I too agree that the condemnation of current day disc-based games is a little overblown, but it's not hard to understand where the sentiment comes from. Many game companies are fine allowing their customers to do the quality control check in the official release window after pressing it to a disc, which is total BS and sometimes completely tanks the reputation of a new game. Games get released when they aren't sufficiently bug tested or in some cases not completed, and that's become way too normalized. Such an idiotic practice, can you imagine any other industry being so boldly anti-consumer?
What strikes me is that they still put forth the effort to print physical copies of games, but they've been almost completely pushed out of physical retail. Target and Walmart are slowly, but surely fazing out the last dozen or so shelf spaces they still have reserved for games. The GameStop stores I've been to of late have almost nothing in terms of games on their shelves, they intentionally de-emphasized physical games to the point it was difficult to find and even pre-order a lot of releases, which makes no sense for a niche video game store to do. As a result, there's never anyone shopping the games in their stores, and it's a total ghost-town most of the time when I would go. GameStop did this to themselves, as much or more than the industry changes did this to them.
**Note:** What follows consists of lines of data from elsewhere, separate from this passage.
PR #4698, opened 2025-01-15
chore: `init` to depend on `add.Configure`

weikanglim:
This change reshares UI prompting logic between `init` and `add`.

**Context**
`init` logically depends on `add` since it is essentially a quick wizard that ends up prompting attributes for each resource. In the limit, `init` can be thought of as a series of `add` calls, though this is not reflected in practice due to difference in UX design considerations.

This is a pure refactor and does not introduce any functional changes. The UI prompting is covered by existing tests.

### DIFF
--- a/cli/azd/internal/cmd/add/add.go
+++ b/cli/azd/internal/cmd/add/add.go
@@ -15,7 +15,6 @@ import (
 
 	"github.com/Azure/azure-sdk-for-go/sdk/azcore/arm"
 	"github.com/azure/azure-dev/cli/azd/cmd/actions"
-	"github.com/azure/azure-dev/cli/azd/internal/repository"
 	"github.com/azure/azure-dev/cli/azd/pkg/account"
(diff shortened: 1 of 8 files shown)


rajeshkamal5050:
I see, so previously `azd init` was detecting and doing infra/app building. Now with `azd add` we are making `azd init` use the new layer?

rajeshkamal5050 (approved):

ellismg (approved):

weikanglim:
@rajeshkamal5050 Thanks for asking! The code sharing is mostly in the prompting logic. In my mind, both packages are app-level packages, and I'm avoiding introducing additional layers or packages for "resharing prompting logic" right now, we'll break it down later if needed.

We did reshare library components between them (such as the `appdetect` library), but the main thing I do want shared across is this idea of a "Configure" phase for each resource/service, which is asking for user input for a given resource.

vhvb1989 (approved):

Their entire store model was always built off of circulating copies of games into the local markets, and buying and reselling the used ones. They've abandon that. I don't believe any recent leadership at the company has any real strategy for survival, they're just there to bleed the company of any value it has left to line their own pockets and then resign. This is what typically happens to a failing retail establishment.
But I understand bikingjahuty's doomer-ism, we are reaching a point where everything that we as millennials loved about the gaming experience in our younger years, is all but obsolete. We've sacrificed so much reliability and piece of mind, in the pursuit of technological progress. The account-based digital landscape has only atomized the gaming experience for many players, local multi-player has been de-emphasized in favor of online gameplay. Folks don't even care to own the games anymore, if they can get a sub which allows them to play new releases for a limited time. We're told that ownership of software is going away in the near future, that maybe consoles themselves are going away, and it's just going to be an online subscription to PlayStation or Xbox.
I won't want any part of it, by the time gaming reaches that point. I don't think we're there yet, but the pillars are falling. Game stores are giving up, shutting down, the average consumer has made the switch to the digital marketplace. I agree with biking that gaming in the current era, almost does not resemble gaming even 10 years ago in terms of quality, selection, security of purchases, any sort of hobby aspect we enjoyed. It's become so transformed in favor of big business over the consumer, which is always the story you'd expect in our late-stage economic system. It's designed to do this as a feature, not a bug. Technology is only the accomplice helping to accelerate the enshittification of all things, and the concentration of wealth and power into the hands of the few. As long as we the end users can be convinced that it's being made more "convenient", it's enough that most will abide.
I'd say the best days of gaming are in the rear view. The gaming industry is flirting with apocalypse, and in a lot of ways deserves it.